Duluuu jaman
saya kuliah, tiap bulan haruslah pulang untuk mengambil jatah bulanan.
Waktu itu tahun
80-an belum dikenal ATM, adanya wesel pos yang sedikit ribet.
Waktu
kepulangan juga harus tanggal muda setelah bapak gajian. Begitulah ritme
bulanan anak kos pada masa itu.
Sekarang,
anak kos pegang ATM, jadinya tidak harus pulang tiap awal bulan. Bahkan yang
enggak nge-kos.
“Pah uangku
habis nih...”
“Iya papah
kirim...”
"makasih ya Pah...'
Tet...tet...transfer
via SMS banking, rekening si anak sudah terisi.Tak ada senyuman, tak ada jabat tangan.
Anakku pun demikian.
Si no 1 dan no 2. Yang nge-kos atau yang tidak, kalau minta uang ke bapaknya
dan via transfer. Saya merasa ada yang hilang dari interaksi saya sebagai orang
tua.
Anehnya saya
merindukan saat-saat anak merengek minta uang.
Kalau pagi,
sebelum berangkat sekolah, si no 4 selalu menagih.
“Umi minta
sangu...” lalu saya mengulurkan jatah hariannya.
“Makasih
mi...” ia menyalami dan mencium tanganku untuk pamit.
Saya memesankan
satu dua hal untuk bekal sekolahnya.
Atau si no 3
yang mendapat uang jatah setiap awal minggu. Kadang ditengah minggu ia minta
uang tambahan untuk membeli bensin atau keperluan lainnya.
Atau si
nomer 5 dan 6 yang mendapat jatah voucher untuk jajan di sekolahnya.
Peristiwa
sederhana saja: mengulurkan uang, lalu si anak pamitan dan mencium tangan. Lalu
saya mengusap kepalanya sambil mendoakan.
Hmm apakah
saya orang kuno?
Tapi
sungguh, nikmati saja saat anak-anak masih merengek minta uang. Kelak apabila
mereka telah minta ditransfer atau bahkan bisa mencari uang sendiri...rasanya
ada yang hilang.
Itulah yang
saya sebut kekeringan sosial. Kekeringan kasih sayang.

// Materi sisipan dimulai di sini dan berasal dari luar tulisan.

PR #8744, opened 2024-02-03
fix(cli): build command `features` and `bundles` can have multiple values

lucasfernog:

### DIFF
--- a/tooling/cli/src/build.rs
+++ b/tooling/cli/src/build.rs
@@ -54,7 +54,7 @@ pub struct Options {
   /// If `none` is specified, the bundler will be skipped.
   ///
   /// Note that the `updater` bundle is not automatically added so you must specify it if the updater is enabled.
-  #[clap(short, long, action = ArgAction::Append, num_args(0..))]
+  #[clap(short, long, action = ArgAction::Append, num_args(0..), value_delimiter = ',')]
   pub bundles: Option<Vec<String>>,
   /// JSON string or path to JSON file to merge with tauri.conf.json
   #[clap(short, long)]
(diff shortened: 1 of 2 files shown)


tooling/cli/src/build.rs
```diff
@@ -46,15 +46,15 @@ pub struct Options {
...
+  #[clap(short, long, action = ArgAction::Append, num_args(0..))]
   pub features: Option<Vec<String>>,
   /// Space or comma separated list of bundles to package.
   ///
   /// Each bundle must be one of `deb`, `rpm`, `appimage`, `msi`, `app` or `dmg` on MacOS and `updater` on all platforms.
   /// If `none` is specified, the bundler will be skipped.
   ///
   /// Note that the `updater` bundle is not automatically added so you must specify it if the updater is enabled.
-  #[clap(short, long, value_delimiter = ',')]
+  #[clap(short, long, action = ArgAction::Append, num_args(0..))]
```
amrbashir: Not sure what this solves tbh, `Option<Vec<T>>` will use `ArgAction::Append` and `num_args(0..)`, This is kinda redundant. Also not using value_delimiter, means we need to handle it ourselves which I removed in favor of clap built-in value delimiter

lucasfernog: that's not really true, just try it yourself, `tauri build --features a b` won't work

lucasfernog: plus there's more args using this

amrbashir: Ah maybe clap docs is not clear about the num_args thing but they do use append by default `--features a,b,g --features s` should work

amrbashir: Anyways, if we go with manual delimiter, we need to add the code to handle it

amrbashir (approved):

PR #8756, opened 2024-02-04
refactor(core): enhance app rerun-if-changed for capabilities and frontend dist

lucasfernog:
Spoke about this with @FabianLars ... currently we do not rerun the build script when a new capability file is created, leaving the app in a weird state where the permissions are not parsed and the user has no idea why. The idea was to move the schemas from `capabilities/schemas` to `gen/schemas` so we can `rerun-if-changed=capabilities`.

I'm also applying the same logic to the plugin permissions, which currently does not trigger a rebuild if a new permission is added.


FabianLars:
Would it be bad to simply print the rerun instruction with `CAPABILITIES_SCHEMA_FOLDER_NAME` directly instead of going with the files parent() method.

I think all the templates contain a file already so your way should work but if there is no file yet then adding one does still not trigger a rebuild.

Maybe we call this more of an edge case idk, since as i said the v2 templates contain it and migrating from v1 to v2 causes a rebuild anyway. I just used an "empty" v2 beta project to test this and noticed it that way.

Edit: hmmm i assume this wasn't done to prevent constant rebuilds if the folder doesn't exist :/

lucasfernog:
we can either assume the folder is there (it should) but i was also trying to support custom capability folder path which are possible via the tauri-build attributes

lucasfernog:
i'll make a change to be smarter about it

lucasfernog:
Pushed the same change for plugins (which does force a rebuild on the first **local** build since we now commit all autogenerated files).

lucasfernog:
first local build after any permission change, but i think it's a good trade off between feature and DX

FabianLars (approved):
My test flow still doesn't reallyyy work but at least manually re-running tauri dev triggers a rebuild now and that's good enough, thanks for that :)

hjmallon:
I have just updated to v2 in an existing application. 

1. Is there any reason we dont generate the schemas to the `target` folder which is already gitignored etc?
2. This change has not been reproduced in tauri-docs and create-tauri-app

(e.g. https://github.com/tauri-apps/tauri-docs/blob/6d9239c2f6df6d0d0690d6dd83c0bc17de524ae7/src/content/docs/references/v2/acl.mdx#L21)

PR #8761, opened 2024-02-04
fix(core): build on unix failing

lucasfernog:

### DIFF
--- a/.changes/fix-tauri-build-unix.md
+++ b/.changes/fix-tauri-build-unix.md
@@ -1,0 +1,5 @@
+---
+"tauri": patch:bug
+---
+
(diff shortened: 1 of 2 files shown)


lucasfernog:
I'm not sure what happened.. zbus required [nix::unistd::Uid](https://docs.rs/nix/0.26.4/nix/unistd/struct.Uid.html) but it does not enable the user feature.. I think some other crate was enabling this and hiding the issue?

FabianLars (approved):
wild

simonhyll (approved):

marc2332:
I think this could be reverted once zbus releases a patch, context: https://github.com/dbus2/zbus/pull/568

PR #8766, opened 2024-02-04
fix(multiwebview): remove webview from store on close

lucasfernog:
Kinda hacky? should we think about implementing event loop events for webviews instead?


FabianLars (approved):

lucasfernog:
FYI I'm currently playing with an app that needs the multiwebview support, expect to see a bunch of improvements soon!

Issue #8760, opened 2024-02-04
[bug] HTML encoding issue for data-url


huangmingg:
### Describe the bug

Html content containing special characters are not properly encoded when creating a new webview window using data url.

### Reproduction

```
let html = r#"
    <html>
      <body>
       special character incoming ###
       thai characters incoming สระ
      </body>
    </html>
  "#;
  let data = format!("data:text/html,{}", html);
  let _docs_window = tauri::WindowBuilder::new(
    &handle,
    "myWindow",
    tauri::WindowUrl::External(data.parse().unwrap())
  )

  .build()
  .unwrap();
```

does not work, while reading from an external file

```
  let html = r#"
    <html>
      <body>
       special character incoming ###
       thai characters incoming สระ
      </body>
    </html>
  "#;
  std::fs::write(path.clone(), html).expect("Unable to write file");
  let data = format!("data:text/html,{}", html);
  let _docs_window = tauri::WindowBuilder::new(
    &handle,
    "myWindow",
    tauri::WindowUrl::App("external.html".parse().unwrap())
  )
  .build()
  .unwrap();
```

works

### Full `tauri info` output

```text
[✔] Environment
    - OS: Windows 10.0.19045 X64
    ✔ WebView2: 120.0.2210.144
    ✔ MSVC: Visual Studio Build Tools 2022
    ✔ rustc: 1.74.1 (a28077b28 2023-12-04)
    ✔ cargo: 1.74.1 (ecb9851af 2023-10-18)
    ✔ rustup: 1.26.0 (5af9b9484 2023-04-05)
    ✔ Rust toolchain: stable-x86_64-pc-windows-msvc (default)
    - node: 16.16.0
    - pnpm: 6.11.0
    - yarn: 1.22.15
    - npm: 8.11.0

[-] Packages
    - tauri [RUST]: 1.5.3
    - tauri-build [RUST]: 1.5.0
    - wry [RUST]: 0.24.6
    - tao [RUST]: 0.16.5
    - @tauri-apps/api [NPM]: 1.5.1 (outdated, latest: 1.5.3)
    - @tauri-apps/cli [NPM]: 1.5.6 (outdated, latest: 1.5.9)

[-] App
    - build-type: bundle
    - CSP: unset
    - distDir: Set automatically by Vue CLI plugin
    - devPath: Set automatically by Vue CLI plugin
    - framework: Vue.js (Nuxt)
    - bundler: Webpack
```

### Additional context

[...]

PR #8779, opened 2024-02-05
fix(core) Fix HTML encoding in webview rendered via data url

huangmingg:
closes https://github.com/tauri-apps/tauri/issues/8760 in 1.x


huangmingg:
Tested on windows:
image

If anyone can test the example on the other platforms
`cargo run --example data-url --features window-data-url`

core/tauri-runtime-wry/src/lib.rs
```diff
@@ -3246,13 +3246,35 @@ fn create_webview<T: UserEvent>(
...
+  let mut webview_builder =
+      WebViewBuilder::new(window).map_err(|e| Error::CreateWebview(Box::new(e)))?;
+
+  // use with_html method if html content can be extracted from url.
+  // else defaults to with_url method
+  webview_builder = if let Some(html_string) = tauri_utils::html::extract_html_content(&url_str) {
+      // we run a decode here on the html_string for sanity check
+      // the content should be fully decoded when passing to WRY, which
+      // will be responsible for handling the encoding based on the OS.
+      let html =
```
amrbashir: I don't think `tauri-runtime-wry` should handle this case, it should be handled by `tauri` crate and passed as a valid url.

core/tauri/Cargo.toml
```diff
@@ -358,3 +359,8 @@ path = "../../examples/streaming/main.rs"
 name = "isolation"
 path = "../../examples/isolation/main.rs"
 required-features = [ "isolation" ]
+
+[[example]]
+name = "data-url"
+path = "../../examples/data-url/main.rs"
+required-features = [ "window-data-url" ]
```
amrbashir: I don't think we need to have an example just for data urls

core/tauri/Cargo.toml
```diff
@@ -96,6 +96,7 @@ encoding_rs = "0.8.31"
 sys-locale = { version = "0.2.3", optional = true }
 tracing = { version = "0.1", optional = true }
 indexmap = { version = "1", features = [ "std", "serde" ], optional = true }
+urlencoding = "2.1.3"
```
amrbashir: No need to bring another crate, we already have a similar crate `percent-encoding`

amrbashir (changes requested):

core/tauri-runtime-wry/src/lib.rs
huangmingg: I feel like this should be the responsibility of `wry` instead of `tauri `or even `tauri-runtime-wry`, as it is dependent on the underlying web engine on each platform on how the html string is parsed. For windows, `wry `does the following to render html content on webview2:

```
      unsafe {
        webview
          .NavigateToString(PCWSTR::from_raw(encode_wide(html).as_ptr()))
          .map_err(webview2_com::Error::WindowsError)?;
      }
```

which encodes the HTML content. So, by passing in an already encoded uri, it will result in a double encoding. This is not an issue on linux where it seems to handle this issue by default.

I am rather unfamiliar with the underlying technologies, and this is based on my rudimentary understanding from looking into this issue thus far. Would greatly appreciate any corrections or insights on this.

core/tauri-runtime-wry/src/lib.rs
```diff
@@ -3247,13 +3247,27 @@ fn create_webview<T: UserEvent>(
...
+  // else defaults to with_url method
+  webview_builder = if let Some(html_string) = tauri_utils::html::extract_html_content(&url) {
+    webview_builder
+      .with_html(html_string)
+      .map_err(|e| Error::CreateWebview(Box::new(e)))?
+  } else {
+    webview_builder
+      .with_url(&url)
+      .map_err(|e| Error::CreateWebview(Box::new(e)))?
+  };
```
amrbashir, line 3264: `tauri-runtime-wry` shouldn't do these checks at all, instead, `PendingWindow` should have a field `html: Option<String>` and if it is `Some`, we use `with_html`

core/tauri-runtime-wry/Cargo.toml
```diff
@@ -21,6 +21,7 @@ rand = "0.8"
 raw-window-handle = "0.5"
 tracing = { version = "0.1", optional = true }
 arboard = { version = "3", optional = true }
+percent-encoding = "2.1"
```
amrbashir, line 24: this is only needed on Linux, let's revert this back

core/tauri-runtime/Cargo.toml
```diff
@@ -50,3 +50,4 @@ system-tray = [ ]
 macos-private-api = [ ]
 global-shortcut = [ ]
 clipboard = [ ]
+window-data-url = [ "tauri-utils/window-data-url" ]
```
amrbashir, line 53: and revert this as well

core/tauri-utils/Cargo.toml
```diff
@@ -38,6 +38,7 @@ semver = "1"
 infer = "0.13"
 dunce = "1"
 log = "0.4.20"
+data-url = { version = "0.3.1", optional = true }
```
amrbashir, line 41: ditto

core/tauri-utils/Cargo.toml
```diff
@@ -54,3 +55,4 @@ process-relaunch-dangerous-allow-symlink-macos = [ ]
 config-json5 = [ "json5" ]
 config-toml = [ "toml" ]
 resources = [ "glob", "walkdir" ]
+window-data-url = [ "data-url" ]
```
amrbashir, line 58: ditto

core/tauri-utils/src/html.rs
```diff
@@ -286,6 +286,20 @@ pub fn inline_isolation(document: &mut NodeRef, dir: &Path) {
...
+}
+
+/// Temporary naive method to extract data from html data string
+pub fn extract_html_content(input: &str) -> Option<&str> {
+  if input.starts_with("data:text/html,") {
+    Some(&input[15..])
+  } else {
+    None
+  }
+}
```
amrbashir, line 301: let's move these back to `tauri` crate as they are only used there for now

core/tauri/src/manager.rs
```diff
@@ -1005,23 +1007,46 @@ impl<R: Runtime> WindowManager<R> {
...
-    if let Some(csp) = self.csp() {
-      if url.scheme() == "data" {
-        if let Ok(data_url) = data_url::DataUrl::process(url.as_str()) {
-          let (body, _) = data_url.decode_to_vec().unwrap();
-          let html = String::from_utf8_lossy(&body).into_owned();
-          // naive way to check if it's an html
-          if html.contains('<') && html.contains('>') {
+    match (
+      url.scheme(),
+      tauri_utils::html::extract_html_content(url.as_str()),
```
amrbashir, line 1012: we shouldn't call `extract_html_content` unless we are sure it is a data url
```rs
#[cfg(feature = "window-data-url")]
if ur.scheme() == "data" {
  let html = extract_html_content();
  // ...
}
```

core/tauri/src/manager.rs
```diff
@@ -1005,23 +1007,46 @@ impl<R: Runtime> WindowManager<R> {
...
+    ) {
+      #[cfg(feature = "window-data-url")]
+      ("data", Some(html_string)) => {
+        // There is an issue with the external DataUrl where HTML containing special characters
+        // are not correctly processed. A workaround is to first percent encode the html string,
+        // before it processed by DataUrl.
+        let encoded_string = percent_encoding::utf8_percent_encode(html_string, percent_encoding::NON_ALPHANUMERIC).to_string();
```
amrbashir, line 1019: we shouldn't encode the URL, we should expect the user has already encoded it as per https://developer.mozilla.org/en-US/docs/Web/HTTP/Basics_of_HTTP/Data_URLs 
which makes this PR kinda uneeded?

amrbashir (changes requested):

core/tauri/src/manager.rs
gentean: I found that data URLs are not encoded by default on Linux, but they are encoded by default on macOS. I haven't tried on Windows yet. I expect consistency across platforms, with no encoding.

The following content will be encoded on macOS, which is not what I expected.
```js
const webview = new WebviewWindow('print', {
        url: `data:text/html,<html><body>你好，世界</body></html>`,
        center: true,
        visible: true,
        width: 300,
        height: 300,
});

```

iyup bukan masalah keuangan sajaah, komunikasi juga sekarang memperlebar jaraaak. Mengucapkan ulangtahun lewat sms atau telepon masih terdengar suaranya...lah kalau enggak punya pulsa buat telepon...tulisan di timeline FB...heeeem...teknologi mengubah segalanya ya Mak
ReplyDeleteiya mak...masih pengin lebih sering interaksi dengan anak-anak. mungkin saya mulai tua dan satu anak kos saja merasa kehilangan...rupanya anak lebih siap meninggalkan rumah daripada orang tua yang ditinggalkan anak, rasanya nggak pernah siap
Deleteada hape juga bisa bikin gitu
ReplyDeletepadahal sebelahan, tapi asyik sama hapenya sendiri2
iya teknologi mendekatkan yang jauh dan menjauhkan yang dekat
DeleteDan tiba-tiba membayangkan anak saya sudah kuliah dan ngekos hiks he he... Setelah punya anak sendiri (walau masih balita) rasanya baru mengerti beratnya orang tua saya dulu (terutama ayah) saat saya punya keinginan untuk kuliah di kota lain.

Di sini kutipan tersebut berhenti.